### TASK ITEM
In the records below, find the line with "Report generation background" and the line with "- [x] what should the path to a report be?"; return exactly those lines and every line between them.

»»

PR #574, opened 2020-08-13
Report generation background job implementation

### LINKED ISSUE #558: Multi-location: implement report generation job
**Description**
In previous issues, we built the new `scheduler` service, and put scaffolding in place to support the intended report generation flow.

This task finishes that job by actually generating reports via HTTP calls to `reporter`.

**Acceptance Criteria**
- [x] decide on a strategy for storing reports:
  - [x] what should the path to a report be?
  - [x] what should the path to a ZIP archive be?
  - [x] what do we do in development?  in AWS without S3?  in AWS once we get S3?
- [x] create key-value storage layer for files;
- [x] change `BackgroundJobGenerateReports` as follows:
  - [x] for each `(type, id, format)`, generate a stub report and save that to disk;
  - [x] when generating a report, check first whether it has already been created;
  - [x] at the end, ZIP those responses into an archive;
  - [x] when generating a ZIP, check first whether it has already been created;
- [x] when generating individual reports, fetch the report data via HTTP call to `reporter`.

**Additional Notes**
While we could just call `reporter` libraries directly from within `scheduler`, this setup allows us to scale `reporter` independently of `scheduler`, and it gives us the benefit of load-balancing across `reporter` instances.

candu:
# Issue Addressed
This PR closes #558 .

# Description
We implement `JobRunnerGenerateReports` to generate reports via HTTP requests to `reporter`, then ZIP those reports together using `archiver`.

To support this implementation, we introduce `@/lib/io/storage`, a set of modules that offers a key-value store API for file storage.  This API uses `StorageStrategyBase` to allow for both filesystem-backed and S3-backed storage implementations, and also permits both streaming and `async` use by callers.  `StreamUtils` allows `async` callers to wait on streams as desired - this can be used with `await`, `Promise.all()`, etc. to allow for various concurrency flows.

We also update `@/lib/api`: `BackendClient` now uses `axios`, and has been renamed to `AxiosBackendClient` to reflect this.  This allows us to use the same client implementation in both frontend and backend.  Unit and REST API tests have been updated accordingly.  `httpsAgentLocal` provides an instance of `https.Agent` that accepts our local development certificates, for use in testing; we use `MoveConfig` to retrieve the `reporter` root URL and to determine whether `httpsAgentLocal` should be loaded.

# Tests
Lots of unit testing throughout the `@/lib/io/storage` library.  Updated REST API tests and ran using `npm run test:test-api` to ensure these still work.  Pre-commit hook tests.

Ran `scheduler` and tested various API calls using `curl`.  Checked that database `pg-boss` and job metadata records are generated correctly, that individual reports are saved to disk, that the ZIP file is saved to disk, that reports are actually PDFs, that the ZIP file is an actual ZIP file containing the actual reports, and that the filesystem directory hierarchy looks good.

Also checked that our changes to `BackendClient` didn't result in regressions by running `frontend`, `backend`, and `reports` and checking various flows: map navigation, login / logout, View Data, View Reports, download report.


lib/config/MoveConfig.js
```diff
@@ -119,13 +130,18 @@ const config = {
       issuerUrl: getAdfsIssuerUrl(DOMAIN_NAME),
     },
     port: 8100,
+    reporter: 'http://localhost/reporter',
```
candu, line 133: document that this uses the `upstream` block in `nginx` configs

lib/config/MoveConfig.js
```diff
@@ -119,13 +130,18 @@ const config = {
...
     session: {
       /*
        * In production, we need the cookie to be tied to our ELB domain
        * name, not localhost.
        */
       domain: DOMAIN_NAME,
     },
+    storage: {
+      type: StorageType.FILESYSTEM,
+      args: ['/data/move-storage'],
```
candu, line 143: document that this uses the EFS mount?

lib/io/StreamUtils.js
```diff
@@ -0,0 +1,46 @@
+import stream from 'stream';
```
candu, line 1: these seem OK, but can we add some quick tests?  (e.g. valid empty stream, valid non-empty stream, stream with error)

lib/io/storage/StorageHash.js
```diff
@@ -0,0 +1,13 @@
+import crypto from 'crypto';
+
+class StorageHash {
```
candu, line 3: quick documentation why this is here, please

lib/io/storage/StoragePath.js
```diff
@@ -0,0 +1,28 @@
+import crypto from 'crypto';
+
+class StoragePath {
```
candu, line 3: same here: just quickly document what this does

lib/test/api/InjectBackendClient.js
```diff
@@ -1,36 +1,43 @@
-import BackendClient from '@/lib/api/BackendClient';
+import QueryString from '@/lib/api/QueryString';
```
candu, line 1: we should probably test `InjectBackendClient` as well, similar to our unit tests for `AxiosBackendClient`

««

### RESULT FOR THIS EXERCISE
Report generation background job implementation

### LINKED ISSUE #558: Multi-location: implement report generation job
**Description**
In previous issues, we built the new `scheduler` service, and put scaffolding in place to support the intended report generation flow.

This task finishes that job by actually generating reports via HTTP calls to `reporter`.

**Acceptance Criteria**
- [x] decide on a strategy for storing reports:
  - [x] what should the path to a report be?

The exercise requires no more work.